== Segment start ==
Issue #321, opened 2017-07-18
Need common trait for floating and complex numbers


carrutstick:
This issue in in the vein of issue #209, but a bit more ambitious; hopefully I am not too far out of scope for this project.

Any mathematical function that accepts a real number can technically also accept a complex number, but currently there is no trait we can use to define a function that is generic over real and complex numbers (unless I'm missing something). 

I see two possible solutions:
1. Shoehorn complex numbers into the existing `Float` trait (minimal work)
2. Refactor the float trait so that we separate the parts that refer to mathematical objects (the trig functions, for instance) from the parts that assume specific types of implementation (`min_value()`, `max()`, etc.).

Option 1
-----------

Certain functions in the `Float` trait may be ambiguous for complex numbers, such as the `min_value()` function. Broadly, there are three classes of functions in the trait:

1. `|Self| -> Self`
2. `|| -> Self`
3. `|Self| -> bool`

Obviously the trigonometric functions of class 1 are not ambiguous (once we pick a branch cut), but functions like `floor()` and `frac()` are less obvious. I think a good rule of thumb for such functions is to have them apply independently to each part of the complex number, so that
```
Complex::new(x, y).floor() == Complex::new(x.floor(), y.floor())
```

For class 2, I'm much less certain, but I think that these should generally produce values that are mathematically equivalent to their real counterparts, so that
```
Complex<F>::min_value() == Complex<F>::new(F::MIN, F::zero())
Complex<F>::infinity() == Complex<F>::new(F::infinity(), F::zero())
```

For class 3 I don't think there's a good rule of thumb, and we would probably need to invent rules on a case-by-case basis. For instance, we would probably want a complex number to have `is_nan() == true` if either part was `nan`, but what if the other part is infinite? Do we also have `is_infinite() == true`? Or do we decide that something that is `nan` cannot be infinite?

There is also the special case of the `min` and `max` functions. I think the only consistent way to handle these is to just have them act on the real line, like class 2.

Option 2
-----------

[...]

Issue #209, opened 2016-07-21
Compound types, e.g. Complex<f64> do not implement the Num trait


beneills:
I have been trying to create matricies with elements of type `Complex<f64>`.

I'm using the `la::Matrix` struct, but this library requires the element type to implement the `Num` trait.  This is not implemented for `Complex<f64>`.  Adding this impl to my code fails, and trying to incorporate it into a forked num crate seems non-trivial, since putting it in either _traits/_ or _complex/_ results in dependency issues.
# Reproductiion Steps

```
let m: Matrix<Complex<f64>> = Matrix::id(width, width);
error: the trait bound `num::Complex<f64>: num::Num` is not satisfied [E0277]
```

cuviper:
You'll need to implement `Rem` and `Num`'s `fn from_str_radix`.

For the dependencies, it can only go in the `num-complex` crate.  What problem did you have with that?

termoshtt:
I have encountered similar problem.
I am trying to implement `from_str_radix` for Complex64 using implementation for `f64`.

But I found a comment in impl macro of `Num`:
https://github.com/rust-num/num/blob/master/traits/src/lib.rs#L89

> FIXME: The standard library from_str_radix on floats was deprecated, so we're stuck
with this implementation ourselves until we want to make a breaking change.
(would have to drop it from `Num` though)

I hope that `from_str_radix` is splited from `Num` into another trait.

cuviper:
`Complex` does implement `Num` since #327.

PR #327, opened 2017-08-09
Add general Rem and Num implementations for Complex<T>

carrutstick:
This should address #209 with eyes towards addressing #321.

It was a little tricky to get `Rem` working for a general `Num`, and I had to add a `PartialOrd` constraint to get it working, but I think it should be fairly robust.

I could probably use extra eyes on the `from_str_radix` function, as I mostly lifted the code from the `from_str` function and I may be missing some subtleties in how that works.

### DIFF
--- a/complex/src/lib.rs
+++ b/complex/src/lib.rs
@@ -531,30 +531,7 @@ impl<T: Clone + Num + PartialOrd> Rem<Complex<T>> for Complex<T> {
         // This is the gaussian integer corresponding to the true ratio
         // rounded towards zero.
         let (re0, im0) = (re.clone() - re % T::one(), im.clone() - im % T::one());
-
-        let zero = T::zero();
-        let one  = T::one();
-        let neg  = zero.clone() - one.clone();
-        // Traverse the 3x3 square of gaussian integers surrounding our
-        // current approximation, and select the one whose product with
-        // `modulus` is closest to `self`.
-        let mut bestrem = self.clone() - modulus.clone() *
-                          Complex::new(re0.clone(), im0.clone());
-        let mut bestnorm = bestrem.norm_sqr();
-        for &(dr, di) in
-            vec![(&one, &zero), (&one, &one), (&zero, &one), (&neg, &one),
-                 (&neg, &zero), (&neg, &neg), (&zero, &neg), (&one, &neg)]
-                            .iter() {
-            let newrem = self.clone() - modulus.clone() *
-                         Complex::new(re0.clone() + dr.clone(),
-                                      im0.clone() + di.clone());
-            let newnorm = newrem.norm_sqr();
-            if newnorm < bestnorm {
-                bestrem = newrem;
-                bestnorm = newnorm;
-            }
-        }
-        bestrem
+        self - modulus * Complex::new(re0, im0)
     }
 }
 
@@ -1702,7 +1679,7 @@ mod test {
 
     mod real_arithmetic {
         use super::super::Complex;
-        use super::_4_2i;
+        use super::{_4_2i, _neg1_1i};
 
         #[test]
         fn test_add() {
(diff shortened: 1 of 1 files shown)


cuviper:
Just FYI it's going to be a week or so before I can review this in depth.

complex/src/lib.rs
```diff
@@ -970,6 +1054,95 @@ impl<T> FromStr for Complex<T> where
     }
 }
 
+impl<T: Num + Clone + PartialOrd> Num for Complex<T> {
+    type FromStrRadixErr = ParseComplexError<T::FromStrRadixErr>;
+
+    /// Parses `a +/- bi`; `ai +/- b`; `a`; or `bi` where `a` and `b` are of type `T`
+    fn from_str_radix(s: &str, radix: u32) -> Result<Self, Self::FromStrRadixErr>
```
cuviper: This is identical to the `from_str` implementation, apart from nested calls to `from-str_radix` instead, right?  Let's see if we can use a common helper function instead, something like:

```rust
fn from_str_any<T, E, F: Fn(&str) -> Result<T, E>>(s: &str, from: F) -> Result<Complex<T>, E> { ... }
```

- `from_str` calls `from_str_any(s, T::from_str)`
- `from_str_radix` calls `from_str_any(s, |s| T::from_str_radix(s, radix))`

complex/src/lib.rs
```diff
@@ -518,10 +518,50 @@ impl<T: Clone + Num> Div<Complex<T>> for Complex<T> {
...
+        // This is the gaussian integer corresponding to the true ratio
+        // rounded towards zero.
+        let (re0, im0) = (re.clone() - re % T::one(), im.clone() - im % T::one());
+
+        let zero = T::zero();
+        let one  = T::one();
+        let neg  = zero.clone() - one.clone();
+        // Traverse the 3x3 square of gaussian integers surrounding our
+        // current approximation, and select the one whose product with
+        // `modulus` is closest to `self`.
```
cuviper: So you're basically rounding the division to the nearest gaussian?  I think this is makes it overly complicated, whereas simply rounding towards zero will at least agree with pure-real `Rem`.

e.g. `2.0 % 3.0 == 2.0`, but in `Complex` your implementation gives `-1.0`.

carrutstick: The funny thing about rounding towards zero is that you can end up with remainders that have larger magnitude than your modulus. For instance you'd have (3 + 3i) % 4 == 3 + 3i, which has greater magnitude than 4.

Of course if we go with lexicographical ordering of complex numbers, similar issues might be unavoidable. I'm not sure there is any sensible scheme where the remainder is never lexicographically greater than the modulus.

cuviper: Yes, that is a funny example.  Do you have one that would fail lexicographical ordering?

I guess we see why ordering and remainders aren't usually implemented for complex numbers.  But if we do implement them, I think it's a fundamental property that operations on `Complex` values with zero imaginary should match the equivalent operation on the real part alone.

carrutstick: So one example is (1+5i) % 2i: your quotient is 2.5-.5i, which rounds to 2, and then your remainder is 1+1i, which is lexicographically larger than your modulus.

Are you aware of any compiler warnings along the line of `#[deprecated]` that would be appropriate for functions that may have unexpected behavior? And what would you think of applying them to `rem` and `partial_cmp`?

carrutstick: P.S. I thing having complex numbers with zero imaginary component try to match behavior with real numbers is a fine principle; just pointing out places where it can get weird.

complex/src/lib.rs
```diff
@@ -758,6 +810,15 @@ impl<T: Clone + Num> Div<T> for Complex<T> {
     }
 }
 
+impl<T: Clone + Num + PartialOrd> Rem<T> for Complex<T> {
```
cuviper: I think now this doesn't need `PartialOrd`, right?  And we can revert the related macro changes.

carrutstick: Yes, good point.

PR #329, opened 2017-08-25
Implement Display for num_bigint::Sign

FliegendeWurst:


bigint/src/bigint.rs
```diff
@@ -101,6 +101,17 @@ impl serde::Deserialize for Sign {
...
 }
 
+impl fmt::Display for Sign {
+	fn fmt(&self, f: &mut fmt::Formatter) -> fmt::Result {
+		use Sign::*;
+		match *self {
+			Plus => write!(f, "+"),
+			NoSign => write!(f, ""),
+			Minus => write!(f, "-")
+		}
```
cuviper: I think using [`Formatter::pad(&mut self, s: &str)`](https://doc.rust-lang.org/stable/std/fmt/struct.Formatter.html#method.pad) will be more flexible than `write!`.

FliegendeWurst: OK :)

FliegendeWurst:
Here's an [example](https://play.rust-lang.org/?gist=a8b80c748f86400f25ffde35dfba3ba7).
Tests have been added

cuviper:
Did you know you can get almost the same effect with "{:+}" format?  Except that a zero will be printed as "+0", just like primitive integers do, unlike what you've done for `NoSign`.

So your example shows *how* to use it, but I'm looking for *why* you need it.

FliegendeWurst:
Oh I don't need it in that case, thanks (you may close this PR if you want)

cuviper:
OK, thanks anyway!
== Segment end ==
**Work order**
Working from the records above, write out verbatim only the lines from the line containing "I hope that" through the line containing "It was a little".

**Answer**
I hope that `from_str_radix` is splited from `Num` into another trait.

cuviper:
`Complex` does implement `Num` since #327.

PR #327, opened 2017-08-09
Add general Rem and Num implementations for Complex<T>

carrutstick:
This should address #209 with eyes towards addressing #321.

It was a little tricky to get `Rem` working for a general `Num`, and I had to add a `PartialOrd` constraint to get it working, but I think it should be fairly robust.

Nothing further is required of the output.